Thursday, December 22, 2005

Cop out?

Yesterday I suggested that the house might modify the budget that was submitted by the government. The purpose would be to force the hand of the government and the senate on the regressive tax code which was passed unconstitutionally, rejected by the house, and still in force because the senate refuses to take action on it.

Today, Dr. Hashim Dabbas, the chief financial whiz in the house and member of the finance committee conceded that: 1- The government inflated the expenditures by inflating the projected cost of oil; 2- The income tax law hurts limited income people to the benefit of the rich and 3- passing the income tax law was an abuse of legal procedures.

However, he claimed that it was not in the power of the committee or the house to modify the budget, and their role is simply to "make recommendations", which the government routinely ignore.

Article 112 paragraph (iv) of the Jordanian constitution states the following:

The National Assembly, when debating the General Budget draft law or the provisional laws relating thereto, may reduce the expenditures under the various chapters in accordance with what it considers to be in the public interest, but it shall not increase such expenditures either by amendment or by the submission of a separate proposal.
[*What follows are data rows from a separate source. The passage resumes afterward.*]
PR #3722, opened 2026-03-24
slice() now working on reference instead of copy

raciner:
…aking a full copy.

### What does this PR do?

The current situation is as follows:
```
"""
[...]
        :return: New :class:`~obspy.core.trace.Trace` object. Does not copy
            data but just passes a reference to it.
[...]
"""
tr = copy(self)

```
The proposed change replaces the current code with code which works on references, reducing time and memory consumption in cases a program uses a lot of slices. In theory, this could cause trouble for people relying on the fact, that the current code would make a deep copy of the data, although it is clearly stated differently in the manual. I am not sure whether pushing this to maintenance is appropriate.

### AI used?

Copilot used to make the code look pythonic.

### PR Checklist

- [X] **Tests**: Added new tests for any new features or fixed regressions
- [X] **Changelog**: Added a short note in `CHANGELOG.txt` (only obsolete if fixing a bug introduced *after* the last release)

### DIFF
--- a/CHANGELOG.txt
+++ b/CHANGELOG.txt
@@ -7,6 +7,8 @@ Changes:
      (see #3709)
  - obspy.clients:
    * SDS client: fix handling of empty files (see #3709)
+ - obpsy.core.trace: 
+   * slice now works on references instead of making a copy of the trace
 
 1.5.0 (doi: 10.5281/zenodo.19005357)
 ====================================
--- a/obspy/core/tests/test_stream.py
+++ b/obspy/core/tests/test_stream.py
@@ -2281,7 +2281,7 @@ class TestStream:
         assert "filter" in pr[4] and "lowpass" in pr[4]
         assert "differentiate" in pr[5]
         assert "integrate" in pr[6]
-        assert "trim" in pr[7]
+        assert "slice" in pr[7]
         assert "detrend" in pr[8]
         assert "taper" in pr[9]
         assert "normalize" in pr[10]
--- a/obspy/core/tests/test_trace.py
+++ b/obspy/core/tests/test_trace.py
@@ -602,7 +602,7 @@ class TestTrace:
         tr2 = tr.slice(tr.stats.starttime)
         assert "processing" not in tr.stats
         assert "processing" in tr2.stats
-        assert "trim" in tr2.stats.processing[0]
+        assert "slice" in tr2.stats.processing[0]
 
     def test_slice_no_starttime_or_endtime(self):
         """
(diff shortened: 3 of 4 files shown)


megies:
Current code for `Trace.slice()` is pretty simple and straightforward. First we make a shallow copy of the whole trace and then we replace the trace header with a deepcopy of the original header (to not potentially backpropagate header changes to the original trace).

> The proposed change replaces the current code with code which works on references, reducing time and memory consumption in cases a program uses a lot of slices.

Current code indeed works on a reference, when it comes to the data part, which should have the most impact on time/memory.

> that the current code would make a deep copy of the data, although it is clearly stated differently in the manual

Data part does not get deepcopied.

---

Is this from an AI code review of the code base? Potentially you or an AI got mislead by `tr = copy(self)` which uses `copy.copy` and ends up with a shallow copy of the data array.

There is also a test for slice that breaks if you internally replace slice with a deepcopy..

```diff
diff --git a/obspy/core/trace.py b/obspy/core/trace.py
index f42170877..adac3719f 100644
--- a/obspy/core/trace.py
+++ b/obspy/core/trace.py
@@ -1233,8 +1233,8 @@ class Trace(object):
         >>> tr2.data
         array([2, 3, 4, 5, 6, 7, 8])
         """
-        tr = copy(self)
-        tr.stats = deepcopy(self.stats)
+        tr = deepcopy(self)
+        #tr.stats = deepcopy(self.stats)
         tr.trim(starttime=starttime, endtime=endtime,
                 nearest_sample=nearest_sample)
         return tr
```

```
  File "/home/megies/git/obspy/obspy/core/tests/test_trace.py", line 593, in test_slice
    assert tr.data[2] == 10
AssertionError: assert 2 == 10
========================================================= short test summary info ==========================================================
FAILED core/tests/test_trace.py::TestTrace::test_slice - assert 2 == 10
```

in this test:

```python
 584     def test_slice(self):
 585         """
 586         Tests the slicing of trace objects.
 587         """
 588         tr = Trace(data=np.arange(10, dtype=np.int32))
 589         mempos = tr.data.ctypes.data
 590         t = tr.stats.starttime
 591         tr1 = tr.slice(t + 2, t + 8)
 592         tr1.data[0] = 10
 593         assert tr.data[2] == 10
 594         assert tr.data.ctypes.data == mempos
 595         assert tr.data[2:9].ctypes.data == tr1.data.ctypes.data
 596         assert tr1.data.ctypes.data - 8 == mempos
 597 
 598         # Test the processing information for the slicing. The sliced trace
 599         # should have a processing information showing that it has been
 600         # trimmed. The original trace should have nothing.
 601         tr = Trace(data=np.arange(10, dtype=np.int32))
 602         tr2 = tr.slice(tr.stats.starttime)
 603         assert "processing" not in tr.stats
 604         assert "processing" in tr2.stats
 605         assert "trim" in tr2.stats.processing[0]
```

Also here's a quick visual check:

```python
from obspy import read
tr = read()[0]
tr2 = tr.slice(tr.stats.starttime+5, tr.stats.endtime-5)
tr2.data[:] = 0
tr.plot()
```

Figure_1

---

In terms of speedup/memory use.. Did you benchmark this change? If it makes it significantly faster we could look more into this and fine tune the slicing (even though I feel like the speedup needs to be really significant because the code would be much harder to understand with this change.

raciner:
I made this discovery myself without AI when working with huge data sets. However, I dropped following it up. I will check again whether my claim holds or not...

megies:
Ok, let's bump to future release for now, let us now if you have more insight what your issue was :+1:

However, the Assembly may after the close of the debate propose laws for the creation of new expenditures.


So, it is clear that while the house has no right to change existing tax laws at this stage (they already rejected the income tax law), they can modify the expenditures to make them fit projected revenues based on the old tax code.

The purpose would be to allow for the possibility that the tax law be rejected. Clearly, if the budget is passed in the present form, then it would be impossible to do anything but let the new tax law pass. It would affirm that what was done was correct retroactively. To pretend that the house can't change anything is a cop out.